** Available data follows **
PR #602, opened 2020-05-11
Add parsing for IVRS IVHD 40h and device entry F0h

amonakov:
I was investigating a Linux boot issue related to AMD IVRS table, and noticed that iasl could not fully decode the table on my laptop: support for sub-table type 0x40 and entry type 0xf0 were missing. This pull request adds the necessary support.


SchmErik:
Could you give us a link to a document that contains the IVRS table definition?

amonakov:
Sure, it's available from AMD at https://www.amd.com/en/support/tech-docs in the document titled "AMD I/O Virtualization Technology (IOMMU) Specification". Here's a direct link to the PDF: https://www.amd.com/system/files/TechDocs/48882_IOMMU_3.05_PUB.pdf

source/common/dmtbdump2.c
```diff
@@ -588,6 +588,14 @@ AcpiDmDumpIvrs (
                     InfoTable = AcpiDmTableInfoIvrs8c;
                     break;
 
+                /* Variable-length entries */
+
+                case ACPI_IVRS_TYPE_HID:
+
+                    EntryLength = 22;
```
ElyesH, line 595: regarding AMD I/O Virtualization Technology (IOMMU) Specification (48882—Rev 3.05-PUB—Jan 2020)
" EntryLength"  = Size of IVHD block in bytes, starting from Type field and including IVHD device entries.

By my understand "EntryLength" should be greater than 22. it should be  ( 40 + n +1), or I'm wrong ?

amonakov: 22 is correct, see table 99 in the document. You are probably confusing entry length with the header that precedes a list of entries, which is described in table 89.

ElyesH: indeed, 22 is correct.
Thank you.

acpibob:
Could you update the template for IVRS to include the 40h and device entry F0h? (use iASL -tc to get the hex dump of the compiled input file.)

acpibob:
Start with the existing template (iasl -T ivrs), modify ivrs.asl to add the new stuff, compile it the file with the -tc flag (iasl -tc ivrs.asl). then add the hex output (ivrs.hex) to the template file (dttemplate.h)

amonakov:
Sorry, but the 10-month delay is not inspiring. I'm going to need assurances that everything else in the patch is fine, and the additions will be reviewed in a timely manner to even consider doing the extra work. This was a volunteer effort. Could you merge it as-is instead?

SchmErik:
Hey, it doesn't look like there's compiler support for this. Do you have an example of an IVRS that you dumped using these changes? It would be helpful for us to finish the implementation for the compiler and templates if we had an example. Thanks

amonakov:
Here's an example, uploaded as a Github attachment: [ivrs-example.zip](https://github.com/acpica/acpica/files/6154958/ivrs-example.zip).

acpibob:
Thanks. Sorry for the delay.

acpibob:
Do you have any more IVRS examples? I would prefer a couple of them to make sure that the compiler support fully works.
thanks,
bob

amonakov:
Several ACPI tables dumped from consumer hardware, including IVRS, can be found in this repository: https://github.com/linuxhw/ACPI . At the moment it seems to include 32 samples for IVRS, some of which are recent enough to include sub-table 0x40.

acpibob:
Thanks.
BTW, I have the prototype compiler support for IVRS up and running.

acpibob:
Unfortunately, I don’t think I can use the IVRS files in this repository, since they are disassembled with an older version of the compiler, and there are errors like this:

**** Unknown IVRS subtable type 0x11

I might be able to clean some of these up however.

amonakov:
> Unfortunately, I don’t think I can use the IVRS files in this repository, since they are disassembled

Hm? Hexdumps of raw tables are still available there, no need for some sort of manual cleanup.

acpibob:
Ok, those are the .bin files, correct?

acpibob:
BTW, it looks like AMD just published a new version of the IOMMU spec, which contains the IVRS.

amonakov:
> Ok, those are the .bin files, correct?

There's also a hexdump immediately following a (partially) disassembled table, under the `Raw Table Data:` heading. But yeah, many of the dumps have corresponding `.bin` files that could be easier to work with.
** End of Available data **
Task goal
Reproduce verbatim the range of lines that opens the records and closes with the line containing "amonakov: 22 is". Omit everything after it.

Answer section
PR #602, opened 2020-05-11
Add parsing for IVRS IVHD 40h and device entry F0h

amonakov:
I was investigating a Linux boot issue related to AMD IVRS table, and noticed that iasl could not fully decode the table on my laptop: support for sub-table type 0x40 and entry type 0xf0 were missing. This pull request adds the necessary support.


SchmErik:
Could you give us a link to a document that contains the IVRS table definition?

amonakov:
Sure, it's available from AMD at https://www.amd.com/en/support/tech-docs in the document titled "AMD I/O Virtualization Technology (IOMMU) Specification". Here's a direct link to the PDF: https://www.amd.com/system/files/TechDocs/48882_IOMMU_3.05_PUB.pdf

source/common/dmtbdump2.c
```diff
@@ -588,6 +588,14 @@ AcpiDmDumpIvrs (
                     InfoTable = AcpiDmTableInfoIvrs8c;
                     break;
 
+                /* Variable-length entries */
+
+                case ACPI_IVRS_TYPE_HID:
+
+                    EntryLength = 22;
```
ElyesH, line 595: regarding AMD I/O Virtualization Technology (IOMMU) Specification (48882—Rev 3.05-PUB—Jan 2020)
" EntryLength"  = Size of IVHD block in bytes, starting from Type field and including IVHD device entries.

By my understand "EntryLength" should be greater than 22. it should be  ( 40 + n +1), or I'm wrong ?

amonakov: 22 is correct, see table 99 in the document. You are probably confusing entry length with the header that precedes a list of entries, which is described in table 89.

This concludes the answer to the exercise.